# Exercise details
Output the data once more, exactly as given.

======== Exercise material

PR #6143, opened 2025-01-17
6088 dispensary directions popover shows batch but unclear this is batch

### LINKED ISSUE #6088: Dispensary directions popover shows batch but unclear this is batch
## What went wrong? 😲
Dispensary directions popover in the detail view shows batch number but it's unclear that this is the batch number. Also is it useful to show batch in the Directions? 

Also if you dispense more than 1 batch like the screenshot below, it only shows one batch number

Screenshot 2025-01-16 at 1 46 09 PM

Screenshot 2025-01-16 at 1 46 00 PM

## Expected behaviour 🤔
Should probably remove batch from Directions since you can't give specific directions for each batch and I don't see why you should since it's all the same medicine?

================

# Written reply
PR #6143, opened 2025-01-17
6088 dispensary directions popover shows batch but unclear this is batch

### LINKED ISSUE #6088: Dispensary directions popover shows batch but unclear this is batch
## What went wrong? 😲
Dispensary directions popover in the detail view shows batch number but it's unclear that this is the batch number. Also is it useful to show batch in the Directions? 

Also if you dispense more than 1 batch like the screenshot below, it only shows one batch number

Screenshot 2025-01-16 at 1 46 09 PM

Screenshot 2025-01-16 at 1 46 00 PM

## Expected behaviour 🤔
Should probably remove batch from Directions since you can't give specific directions for each batch and I don't see why you should since it's all the same medicine?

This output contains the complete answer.